PR #92, opened 2024-10-24
qf of the issue of opening the downloaded intake catalog

mo-dkrz:
This pull request includes a quick updates to the `core.py` file to fix the issue of opening of the intake catalog that we download from `api/databrowser/intake_catalogue/{flavour}/file` endpoint

* Added the `format` field to the list of facets in the `facet_hierarchy` method
* Changed the `column_name` from `uri` to `file` in the `_create_intake_catalogue` method to correctly reference the asset column name

### DIFF
--- a/freva-rest/src/databrowser_api/core.py
+++ b/freva-rest/src/databrowser_api/core.py
@@ -559,7 +559,7 @@ class SolrSearch:
                 }
                 for v in facets
             ],
-            "assets": {"column_name": "file", "format_column_name": "format"},
+            "assets": {"column_name": self.uniq_key, "format_column_name": "format"},
             "id": "freva",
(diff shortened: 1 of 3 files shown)


freva-rest/src/databrowser_api/core.py
```diff
@@ -558,7 +559,7 @@ async def _create_intake_catalogue(self, *facets: str) -> IntakeType:
                 }
                 for v in facets
             ],
-            "assets": {"column_name": "uri", "format_column_name": "format"},
+            "assets": {"column_name": "file", "format_column_name": "format"},
```
antarcticrainforest, line 562: Does this always have to be file or should this be `self.uniq_key`? Depending of what the user asked for?

antarcticrainforest (approved):
LGTM

PR #96, opened 2024-11-04
Refactor tests

antarcticrainforest:
This PR aims to make the tests a little easier to comprehend and to address some bugs that were arising due to opened and closed MongDB/Redis connections. @mo-dkrz


tests/test_databrowser_restapi.py
mo-dkrz, line 1: neat and organized, perfect!

mo-dkrz (commented):
Overall look good to me, but, as a minor comment what do you think to transfer the whole tests in `tests/test_userdata.py` into `tests/test_databrowser_restapi.py` since both are related to each other? Or we I can take care of this part after merging. 

Also one off-topic point which looked important to me was calling `self._get_solr_fields()` in config file of freva_rest. What do you think to call it directly in `core.py`

tests/test_databrowser_restapi.py
```diff
@@ -0,0 +1,364 @@
...
+        params={"product": "cmip", "translate": "true"},
+    ).status_code
+    res3 = requests.get(
+        f"{test_server}/api/databrowser/data_search/cmip6/uri",
+        params={"activity_": "cmip"},
+    ).status_code
+    assert res1 == res2 == res3 == 422
+
+
+def test_no_mongo_parameter_insert(test_server: str) -> None:
```
mo-dkrz, line 281: I think for making the coverage full, we need a test like this for `_delete_from_mongo`. i just copied your `test_no_mongo_parameter_insert` and made it based on that. 

```python
def test_no_mongo_parameter_delete(test_server: str) -> None:
    """Test the failed deletion of data into the mongodb."""
    from freva_rest.rest import server_config
    token = auth["access_token"]
    with MongoClient(server_config.mongo_url) as mongo_client:
        collection = mongo_client[server_config.mongo_db]["user_data"]
        collection.drop()
        assert collection.find_one() is None
    env = os.environ.copy()
    env["MONGO_HOST"] = "foo.bar.de"
    with mock.patch.dict(os.environ, env, clear=True):
        server_config.power_cycle_mongodb()
        res1 = requests.delete(
            f"{test_server}/api/databrowser/userdata",
            json={},
            headers={"Authorization": f"Bearer {auth['access_token']}"},
        ).status_code
        assert response.status_code == 202
    server_config.power_cycle_mongodb()
    with MongoClient(server_config.mongo_url) as mongo_client:
        collection = mongo_client[server_config.mongo_db]["user_data"]
        assert collection.find_one() is None
```

mo-dkrz (changes requested):
could you try this test, cause it might cover the exception of the delete monog

tests/test_userdata.py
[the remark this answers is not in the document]
antarcticrainforest: Those tests were actually only meant for testing data queries. I've updated the name to make it a little more clear.

tests/test_databrowser_restapi.py
antarcticrainforest: I've taken the liberty to make converagerc not to consider those lines because we don't do anything special other than logging an error if an issue occurs.

mo-dkrz (approved):

PR #104, opened 2024-11-15
Endpoint boilerplate

antarcticrainforest:
I careated a new branch that (new-tool-api) that we can use as dev branch to merge into.

I think we should merge more often to keep a better overview.

This PR aims at getting skeloton for the restAPI. We can discuss this in the meeting.


freva-rest/src/tool_api/endpoints.py
```diff
@@ -0,0 +1,45 @@
+from typing import Dict
```
mo-dkrz, line 1: what is this endpoints and the other in `freva-rest/src/freva_rest/tool_api/endpoints.py`? could u plz concatenate them in one?

freva-rest/src/tool_api/endpoints.py
```diff
@@ -0,0 +1,45 @@
...
+                        summary="",
+                        added="2024-11-13",
+                        command="fakecommand",
+                        binary="fakebinary",
+                        output_type="data"
+    )
+    output = tool.model_dump()
+    return JSONResponse(content=output)
+
+@app.post("/api/tool/add",
```
mo-dkrz, line 29: what do u mean  by `add`? submit the job you meant? `Add a tool to the MongoDB` for what? did u considered auth?

freva-rest/src/tool_api/endpoints.py
```diff
@@ -0,0 +1,45 @@
...
+          tags=["Tool Addition"])
+async def add_tool(tool: ToolAbstract,
+                   current_user: TokenPayload = Depends(auth.required)
+) -> Dict[str, str]:
+    """Add a tool to the MongoDB"""
+    # TODO: Implement method
+    return {"status": "This method is not implemented yet!"}
+
+@app.delete("/api/tool/del")
+async def delete_tool(tool_id:int,
```
mo-dkrz, line 40: the same as above

freva-rest/src/freva_rest/tool_api/tool_abstract.py
```diff
@@ -0,0 +1,302 @@
...
+    type: Literal["File"] = "File"
+
+    
+    @field_validator("default")
+    @classmethod
+    def assert_is_file(cls, path: Path):
+        if path and not path.is_file():
+            raise ValueError("Default value must be a file!")
+        return path
+
```
mo-dkrz, line 215: how about Solrfield? it;s the most important one i think

freva-rest/src/freva_rest/tool_api/parse_config.py
```diff
@@ -0,0 +1,77 @@
...
+
+    Raises:
+        AssertionError: Raised when input_file does not exist or does not have a valid TOML file extension.
+        IOError: Raised when file cannot be opened in read-only mode. 
+        tomllib.TOMLDecodError: Raised when TOML file cannot be parsed by tomllib.
+    """
+    if isinstance(input_file, str): input_file = Path(input_file)
+    valid_toml_file_extensions = [".toml"]
+    assert input_file.exists(), f"Input file {input_file} cannot be found. Please make sure it exists and that you have read permissions for it." 
+    assert input_file.is_file() and input_file.suffix.lower() in valid_toml_file_extensions, f"Path {input_file} does not point to a recognised TOML file."
```
mo-dkrz, line 29: ahhh, since these checks are part of the function's core validation logic, not debugging, i think you want to get them through this way:

```python
if not input_file.exists():
    raise FileNotFoundError(f"Input file {input_file} cannot be found. Please make sure it exists and that you have read permissions for it.")
    
if not input_file.is_file() or input_file.suffix.lower() not in valid_toml_file_extensions:
    raise ValueError(f"Path {input_file} does not point to a recognised TOML file.")
```

freva-rest/src/tool_api/endpoints.py
felio92: You are right, I removed the superfluous folder now

freva-rest/src/freva_rest/tool_api/tool_abstract.py
felio92: I defined a field called `DataField` that takes over this role. I wanted to make it more generic, as the backend for the databrowser might not be Solr.

freva-rest/src/tool_api/endpoints.py
felio92: Add the tool to the MongoDB is the idea here. See `freva-rest/src/freva_rest/tool_api/endpoints.py` for an updated version of this. The idea is that this is the endpoint to post the TOML config of the tool to. Validation of the TOML file would be done server-side and depending if the user is authenticated and the TOML config is valid, endpoint would return a 202 accepted message or one of a list of errors.

freva-rest/src/tool_api/endpoints.py
felio92: This is the deletion analog of the `add` endpoint, allowing existing tools to be deleted from the MongoDB.

freva-rest/src/freva_rest/tool_api/parse_config.py
felio92: Thanks, this file definitely needs more work. I will take your suggestions on board!

PR #198, opened 2025-08-07
fix(docs): link to freva legacy

eelucio:
currently (since the project move and freva repo renaming) there is no easy way to access old freva documentation as the only direct reference is this one link.


antarcticrainforest (changes requested):
Thanks, good catch.

Can you please also change the intro to the auth docs?
https://freva-nextgen.readthedocs.io/en/latest/auth/auth-lib.html#authentication-using-the-freva-client-library it's completely out of place.

PR #199, opened 2025-08-08
auth: normalise env databrowser.host url to https with no port

eelucio:
this little function normalises the default databrowser.host so it always ends at https, it also removes the port (7777) number that would not be shown in https

### DIFF
--- a/freva-client/src/freva_client/auth.py
+++ b/freva-client/src/freva_client/auth.py
@@ -294,7 +294,7 @@ def authenticate(
 
     Parameters
     ----------
-    refresh_token: str, optional
+    token_file: str, optional
         Instead of setting a password, you can set a refresh token to refresh
         the access token. This is recommended for non-interactive environments.
     host: str, optional
@@ -308,15 +308,11 @@ def authenticate(
 
     Examples
     --------
-    Interactive authentication:
+    Currently, a new token can only be created *from scratch* via the website of
+    your host instance. Once logged in, click the **Token button** to generate a
+    refresh token, then copy, paste, or download it.
 
-    .. code-block:: python
-
-        from freva_client import authenticate
-        token = authenticate()
-        print(token)
-
-    Batch mode authentication with a refresh token:
+    Authentication with a refresh token:
 
     .. code-block:: python
 
--- a/freva-client/src/freva_client/auth.py
+++ b/freva-client/src/freva_client/auth.py
@@ -308,11 +308,15 @@ def authenticate(
 
     Examples
     --------
-    Currently, a new token can only be created *from scratch* via the website of
-    your host instance. Once logged in, click the **Token button** to generate a
-    refresh token, then copy, paste, or download it.
+    Interactive authentication:
 
-    Authentication with a refresh token:
+    .. code-block:: python
+
+        from freva_client import authenticate
+        token = authenticate()
+        print(token)
+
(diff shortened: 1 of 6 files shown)


freva-client/src/freva_client/auth.py
```diff
@@ -246,30 +246,38 @@ def authenticate(
...
+        def _https_no_port(url: str) -> str:
+            """Normalize only when no explicit host was passed."""
+            p = urllib.parse.urlsplit(url)
+            netloc = p.hostname or ""
+            return urllib.parse.urlunsplit(
+                ("https", netloc, p.path, p.query, p.fragment)
+            )
+
         cfg = config or Config(host)
+        use_auth_url = cfg.auth_url if host else _https_no_port(cfg.auth_url)
```
antarcticrainforest, line 259: The config class should take care of this. Could you quickly explain why you decided to do that?

antarcticrainforest (changes requested):
I am a but worried that the auth changes you made will break the logic of the config class.

freva-client/src/freva_client/auth.py
eelucio: On my tests I had issues when the auth was done via http hostname  and not https. 

It could login but it would never be able to retrieve the token, not in levante, not locally (I tested exporting a evaulation.conf file while in the VPN).

This takes the url given by the config class (databrowser.host or solr.host) and replaces http by https and removes the port. e.g.

`http://hostname:7777--> https://hostname`

antarcticrainforest: But your changes assume that the rest-api is *always* to be reached by a reverse proxy. Which is not the case. The solution to the issue is not assigning a default port of 7777 to the auth_url.

antarcticrainforest: I've just checked the code and it doesn't assume any default port:

https://github.com/freva-org/freva-nextgen/blob/c222057ecce5a358f3c319d2f055c05eefe4c2dc/freva-client/src/freva_client/utils/databrowser_utils.py#L50

So the issue can be solved by configuring the correct databrowser host/url

eelucio: as far as I understand this lines
https://github.com/freva-org/freva-nextgen/blob/c222057ecce5a358f3c319d2f055c05eefe4c2dc/freva-client/src/freva_client/utils/databrowser_utils.py#L55-L57

will prioritise databrowser.host over sor.host
databrowser.host afaik is indicated with hostname:port (at least in most of our conf files)

in any case the function  it just does 2 things: 1) replace http by https and 2) ditches the port if exists.

```
In [1]: import urllib

In [2]:         def _https_no_port(url: str) -> str:
   ...:             """Normalize only when no explicit host was passed."""
   ...:             p = urllib.parse.urlsplit(url)
   ...:             netloc = p.hostname or ""
   ...:             return urllib.parse.urlunsplit(
   ...:                 ("https", netloc, p.path, p.query, p.fragment)
   ...:             )
   ...:

In [7]: url = "http://hostname.com:7777"

In [8]: _https_no_port(url)
Out[8]: 'https://hostname.com'

In [9]: url = "http://hostname.com"

In [10]: _https_no_port(url)
Out[10]: 'https://hostname.com'
```

but as I said, this did not solve the issue with e.g. regiklim.

PR #201, opened 2025-08-15
Give users the choice to set the login timeout

antarcticrainforest:
With this users can choose the login time. When port forwarding is needed or other things like token challenges are involved in the login process 30 secs of timeout are too little. With this users can increase the timeout or even set it to wait forever.

On top of the information displayed on who to do port forwarding is improved.

Thanks for quick review @mo-dkrz


mo-dkrz (approved):
LGTM!

PR #205, opened 2025-08-29
Adding default flavour for client

mo-dkrz:
Here, we are going to introduce the default flavour option on the client side config file (adding `default_flavour` in `freva.toml` under the `freva` table; as same as the `host`) and also there were bunch of minor issues that all are fixed as well.

### DIFF
--- a/freva-client/src/freva_client/utils/auth_utils.py
+++ b/freva-client/src/freva_client/utils/auth_utils.py
@@ -8,6 +8,7 @@ import time
 from pathlib import Path
 from typing import Literal, Optional, TypedDict, Union, cast
 
+import requests
 from appdirs import user_cache_dir
 
 TOKEN_EXPIRY_BUFFER = 60  # seconds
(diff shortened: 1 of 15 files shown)


freva-client/src/freva_client/utils/auth_utils.py
```diff
@@ -238,3 +239,40 @@ def wait_for_port(host: str, port: int, timeout: float = 5.0) -> None:
...
+        Whether the request is for zarr data.
+    databrowser_url : str or None
+        The URL of the databrowser to query for available flavours.
+        If None, the function will skip querying and assume authentication
+        is required for non-default flavours.
+    """
+    if zarr:
+        return True
+    if not flavour or flavour in {"freva", "cmip6", "cmip5", "cordex", "user"}:
+        return False
```
antarcticrainforest, line 265:
```suggestion
    if flavour in {"freva", "cmip6", "cmip5", "cordex", "user", None}:
        return False
```

freva-client/src/freva_client/utils/auth_utils.py
```diff
@@ -238,3 +239,40 @@ def wait_for_port(host: str, port: int, timeout: float = 5.0) -> None:
...
+    try:
+        response = requests.get(f"{databrowser_url}/flavours", timeout=30)
+        response.raise_for_status()
+        result = {"flavours": response.json().get("flavours", [])}
+        if result and "flavours" in result:
```
antarcticrainforest, line 270:
```suggestion
        if "flavours" in result:
```

freva-rest/src/freva_rest/databrowser_api/endpoints.py
```diff
@@ -512,7 +513,7 @@ async def delete_user_data(
 
 @app.post(
     "/api/freva-nextgen/databrowser/flavours",
-    tags=["Data search"],
+    tags=["Flavour management"],
```
antarcticrainforest, line 516: That still belongs to data search.

antarcticrainforest (changes requested):

PR #207, opened 2025-08-30
Add well-known-endpoint.

antarcticrainforest:
For third party auth that has no information about the URL of the OIDC server it might be convenient to have the option to query the metadata of the OIDC server via the rest-api.

This PR adds the .well-known endpoint to do so.


mo-dkrz (approved):
LGTM!

PR #215, opened 2025-09-10
Use header for client secrets.

antarcticrainforest:
@mo-dkrz this would be my suggestions for the hemlholtz AAI. We need to discuss what else we will need to do.

### DIFF
--- a/Dockerfile
+++ b/Dockerfile
@@ -60,6 +60,7 @@ session required pam_sss.so\n\
         PKGNAME=freva-rest && \
         cp /tmp/app/${PKGNAME}/src/freva_rest/api_config.toml /opt/${CMD}/config && \
         micromamba install -y -q -c conda-forge --override-channels \
+        'python<3.14' \
         aiohttp \
         cloudpickle \
        "cryptography=45.*" \


mo-dkrz:
Two quick questions for the latest implementation:

1. Client side question: 

**Current situation**: Different OIDC providers have conflicting requirements for the `prompt` parameter:
 i.Helmholtz AAI: Requires `prompt=consent` (does not accept `none`)
 ii. DKRZ: If we generalize and keep `prompt=consent` for all login cases, redirects back to login page even when SSO session is still valid, since it didn't define the consent page.

**problem**: This situation is being generalized and even for the DKRZ OIDC instance that doesn't need consent, client behaves the same, an it redirect the user to the login page.

**What we can do to keep it adjustable for different OIDC instances**: Moving `prompt` to a configuration variable in freva-rest config file/env var with `none` as default. Or since this is a client topic, we can put `prompt` setting in the `freva-client` config file, but I think this won't be a good idea to put the handling of such a basic security matter on the user burden.
Also we can keep current hardcoded behavior if this flexibility isn't required.

2. On RestfulAPI side: 

**Current situation:** the login endpoint hardcodes scopes with only `offline_access` as changeable. 

**Problem:** For example, I got a test on the web as well, and Helmholtz AAI requires explicit `email` scope to return email addresses. Otherwise it returns null. So it means, when it doesn't return the email, MySQL complains, due to the freva-legacy email-required design. We can simply fix this on the web-client, but this might happen for other users who probably want to use our rest-api to build a cli/web app that their OIDC instance uses different scope naming.

**What we can do:** we can accept `scope` as a query parameter in `/api/freva-nextgen/auth/v2/login` or as a surgical fix simply provide `email` in the current default `openid profile` along the others)
but if we add a `scope` instead of Boolean `offline_access` param, to the `login` endpoint, it makes the login API more flexible for custom CLI/web clients integrating with various OIDC providers that have different scope requirements.

PR #219, opened 2025-09-18
fix: config file precedence issue causing malformed host URLs

mo-dkrz:
When we were adding default_flavour support in client, the config reading logic incorrectly prioritized TOML files over INI files. This caused the system to use empty/invalid host values from default TOML configs (`host = "http://"`) instead of valid hosts from user INI configs (`databrowser.host = "https://actual-server.com"`).

The fix changes the config reading to collect host and flavour separately from multiple files, ensuring `Host` values come from INI files first (preserving existing user configs), and `Flavour` values can still be read from TOML files.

## Exercise details
Copy out all lines of the listing above that include "button".

## Your solution
+    your host instance. Once logged in, click the **Token button** to generate a
-    your host instance. Once logged in, click the **Token button** to generate a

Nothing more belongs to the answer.